From the entries below, return only the lines starting at the one that contains "PR #297, opened 2021-10-29" and ending at the one that contains "args[args.length - 1]", exactly as they stand.

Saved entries
*-*-*
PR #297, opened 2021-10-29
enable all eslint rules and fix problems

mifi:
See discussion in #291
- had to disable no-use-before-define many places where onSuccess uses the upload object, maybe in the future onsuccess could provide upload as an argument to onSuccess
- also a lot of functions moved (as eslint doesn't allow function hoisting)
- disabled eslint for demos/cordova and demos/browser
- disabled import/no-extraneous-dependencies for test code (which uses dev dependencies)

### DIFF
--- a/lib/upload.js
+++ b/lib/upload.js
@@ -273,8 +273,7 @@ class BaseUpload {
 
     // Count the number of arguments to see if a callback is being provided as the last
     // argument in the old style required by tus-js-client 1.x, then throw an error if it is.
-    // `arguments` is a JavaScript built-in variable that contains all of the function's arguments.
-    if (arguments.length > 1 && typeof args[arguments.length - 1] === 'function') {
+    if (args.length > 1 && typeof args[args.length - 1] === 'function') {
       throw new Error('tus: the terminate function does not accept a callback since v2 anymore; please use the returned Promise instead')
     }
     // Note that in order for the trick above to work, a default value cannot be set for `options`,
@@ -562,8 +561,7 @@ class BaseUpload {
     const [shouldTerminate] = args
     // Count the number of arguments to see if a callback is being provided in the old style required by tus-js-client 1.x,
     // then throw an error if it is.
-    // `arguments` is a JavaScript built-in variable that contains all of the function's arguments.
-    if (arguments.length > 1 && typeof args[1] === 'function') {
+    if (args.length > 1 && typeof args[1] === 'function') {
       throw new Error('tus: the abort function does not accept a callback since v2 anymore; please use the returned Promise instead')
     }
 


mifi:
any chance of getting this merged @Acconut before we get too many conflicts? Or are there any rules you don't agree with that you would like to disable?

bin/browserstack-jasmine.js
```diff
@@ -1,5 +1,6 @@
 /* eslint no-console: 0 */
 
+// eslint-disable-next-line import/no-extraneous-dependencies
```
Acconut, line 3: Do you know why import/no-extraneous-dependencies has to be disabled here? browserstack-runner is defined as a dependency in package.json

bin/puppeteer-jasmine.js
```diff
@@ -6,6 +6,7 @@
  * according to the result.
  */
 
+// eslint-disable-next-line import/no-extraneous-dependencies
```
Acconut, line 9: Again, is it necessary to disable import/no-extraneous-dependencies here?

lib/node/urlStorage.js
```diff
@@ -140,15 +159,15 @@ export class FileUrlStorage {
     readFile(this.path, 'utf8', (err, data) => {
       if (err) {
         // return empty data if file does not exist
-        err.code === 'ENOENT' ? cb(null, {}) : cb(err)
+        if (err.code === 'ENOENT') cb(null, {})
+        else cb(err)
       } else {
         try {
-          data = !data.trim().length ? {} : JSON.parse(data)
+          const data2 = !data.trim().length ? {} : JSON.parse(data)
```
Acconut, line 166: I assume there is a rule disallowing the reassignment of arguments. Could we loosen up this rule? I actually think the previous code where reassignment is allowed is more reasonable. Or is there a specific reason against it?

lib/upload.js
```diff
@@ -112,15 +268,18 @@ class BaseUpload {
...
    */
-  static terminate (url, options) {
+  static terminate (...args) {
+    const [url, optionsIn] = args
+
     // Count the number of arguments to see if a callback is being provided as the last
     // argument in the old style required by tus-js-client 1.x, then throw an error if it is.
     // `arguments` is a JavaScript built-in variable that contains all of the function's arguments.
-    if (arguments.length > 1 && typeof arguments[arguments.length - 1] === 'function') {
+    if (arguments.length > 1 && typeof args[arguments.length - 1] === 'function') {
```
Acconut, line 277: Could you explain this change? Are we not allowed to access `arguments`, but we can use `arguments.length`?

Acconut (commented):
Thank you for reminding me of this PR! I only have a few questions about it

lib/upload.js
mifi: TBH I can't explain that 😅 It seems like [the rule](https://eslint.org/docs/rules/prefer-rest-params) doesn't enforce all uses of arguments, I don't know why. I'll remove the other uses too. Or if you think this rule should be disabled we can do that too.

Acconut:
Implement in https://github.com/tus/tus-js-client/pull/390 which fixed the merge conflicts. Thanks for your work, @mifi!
*-*-*
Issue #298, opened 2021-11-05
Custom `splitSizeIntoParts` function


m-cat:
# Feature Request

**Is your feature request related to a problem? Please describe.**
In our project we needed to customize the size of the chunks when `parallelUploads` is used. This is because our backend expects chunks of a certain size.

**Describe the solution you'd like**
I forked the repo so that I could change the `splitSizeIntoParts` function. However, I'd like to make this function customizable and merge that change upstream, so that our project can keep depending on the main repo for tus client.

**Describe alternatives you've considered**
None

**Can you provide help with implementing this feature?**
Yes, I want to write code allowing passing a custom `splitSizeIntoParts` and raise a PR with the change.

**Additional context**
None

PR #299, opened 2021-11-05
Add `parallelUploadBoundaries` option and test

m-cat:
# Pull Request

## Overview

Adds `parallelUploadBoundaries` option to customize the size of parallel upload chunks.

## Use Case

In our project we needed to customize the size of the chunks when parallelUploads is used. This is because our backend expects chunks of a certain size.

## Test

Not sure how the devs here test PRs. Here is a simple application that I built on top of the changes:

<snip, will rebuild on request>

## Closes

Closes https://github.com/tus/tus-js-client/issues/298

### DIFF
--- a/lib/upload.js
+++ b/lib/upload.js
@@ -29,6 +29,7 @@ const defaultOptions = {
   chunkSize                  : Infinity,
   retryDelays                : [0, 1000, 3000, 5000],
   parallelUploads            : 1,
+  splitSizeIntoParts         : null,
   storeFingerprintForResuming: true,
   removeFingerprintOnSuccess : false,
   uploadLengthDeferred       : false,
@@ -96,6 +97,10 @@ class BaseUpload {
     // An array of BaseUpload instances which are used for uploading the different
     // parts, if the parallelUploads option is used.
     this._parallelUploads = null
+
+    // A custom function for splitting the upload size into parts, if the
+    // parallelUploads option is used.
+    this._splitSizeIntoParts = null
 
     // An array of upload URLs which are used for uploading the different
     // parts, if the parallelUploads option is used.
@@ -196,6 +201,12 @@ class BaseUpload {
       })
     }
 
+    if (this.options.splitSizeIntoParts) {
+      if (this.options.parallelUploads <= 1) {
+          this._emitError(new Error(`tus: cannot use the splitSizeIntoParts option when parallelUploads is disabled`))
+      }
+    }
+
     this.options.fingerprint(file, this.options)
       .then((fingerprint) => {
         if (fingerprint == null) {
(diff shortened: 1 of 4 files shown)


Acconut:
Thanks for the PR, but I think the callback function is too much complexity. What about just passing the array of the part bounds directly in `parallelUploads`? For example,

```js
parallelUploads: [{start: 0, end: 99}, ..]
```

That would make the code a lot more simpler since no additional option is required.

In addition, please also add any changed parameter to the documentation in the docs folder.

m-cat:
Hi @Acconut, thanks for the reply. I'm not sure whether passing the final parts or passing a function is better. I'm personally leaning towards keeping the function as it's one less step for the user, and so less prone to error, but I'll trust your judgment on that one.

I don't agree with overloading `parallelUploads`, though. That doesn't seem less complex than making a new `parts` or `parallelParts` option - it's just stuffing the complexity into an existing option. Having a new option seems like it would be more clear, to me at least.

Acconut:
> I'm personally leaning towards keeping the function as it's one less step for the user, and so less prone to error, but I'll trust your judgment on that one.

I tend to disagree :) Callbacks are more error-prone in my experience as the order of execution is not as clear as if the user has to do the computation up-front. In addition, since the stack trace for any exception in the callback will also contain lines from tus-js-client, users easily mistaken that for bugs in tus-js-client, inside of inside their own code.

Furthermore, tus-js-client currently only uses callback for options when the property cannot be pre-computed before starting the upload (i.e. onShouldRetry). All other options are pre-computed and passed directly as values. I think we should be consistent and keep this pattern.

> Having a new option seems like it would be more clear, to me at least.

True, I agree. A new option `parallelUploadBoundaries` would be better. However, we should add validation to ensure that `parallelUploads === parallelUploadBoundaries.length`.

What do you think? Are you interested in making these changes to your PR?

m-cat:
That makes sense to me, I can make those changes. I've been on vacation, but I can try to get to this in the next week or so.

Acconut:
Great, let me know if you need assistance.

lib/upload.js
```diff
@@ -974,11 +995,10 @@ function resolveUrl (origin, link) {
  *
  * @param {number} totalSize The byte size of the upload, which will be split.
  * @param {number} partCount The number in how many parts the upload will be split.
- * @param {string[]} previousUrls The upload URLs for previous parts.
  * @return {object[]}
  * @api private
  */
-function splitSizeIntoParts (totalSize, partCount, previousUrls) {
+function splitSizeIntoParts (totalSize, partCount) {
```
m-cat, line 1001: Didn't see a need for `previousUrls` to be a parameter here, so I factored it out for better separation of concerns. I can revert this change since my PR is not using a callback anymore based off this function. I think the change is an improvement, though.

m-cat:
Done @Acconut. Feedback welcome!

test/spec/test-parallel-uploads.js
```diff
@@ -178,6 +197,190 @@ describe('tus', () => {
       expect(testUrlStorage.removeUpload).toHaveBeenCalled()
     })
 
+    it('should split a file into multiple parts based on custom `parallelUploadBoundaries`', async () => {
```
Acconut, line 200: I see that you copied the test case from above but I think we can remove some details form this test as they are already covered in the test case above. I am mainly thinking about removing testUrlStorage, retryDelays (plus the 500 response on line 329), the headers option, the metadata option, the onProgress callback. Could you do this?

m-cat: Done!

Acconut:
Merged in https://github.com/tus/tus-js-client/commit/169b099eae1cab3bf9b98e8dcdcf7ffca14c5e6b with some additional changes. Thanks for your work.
*-*-*
Your solution
PR #297, opened 2021-10-29
enable all eslint rules and fix problems

mifi:
See discussion in #291
- had to disable no-use-before-define many places where onSuccess uses the upload object, maybe in the future onsuccess could provide upload as an argument to onSuccess
- also a lot of functions moved (as eslint doesn't allow function hoisting)
- disabled eslint for demos/cordova and demos/browser
- disabled import/no-extraneous-dependencies for test code (which uses dev dependencies)

### DIFF
--- a/lib/upload.js
+++ b/lib/upload.js
@@ -273,8 +273,7 @@ class BaseUpload {
 
     // Count the number of arguments to see if a callback is being provided as the last
     // argument in the old style required by tus-js-client 1.x, then throw an error if it is.
-    // `arguments` is a JavaScript built-in variable that contains all of the function's arguments.
-    if (arguments.length > 1 && typeof args[arguments.length - 1] === 'function') {
+    if (args.length > 1 && typeof args[args.length - 1] === 'function') {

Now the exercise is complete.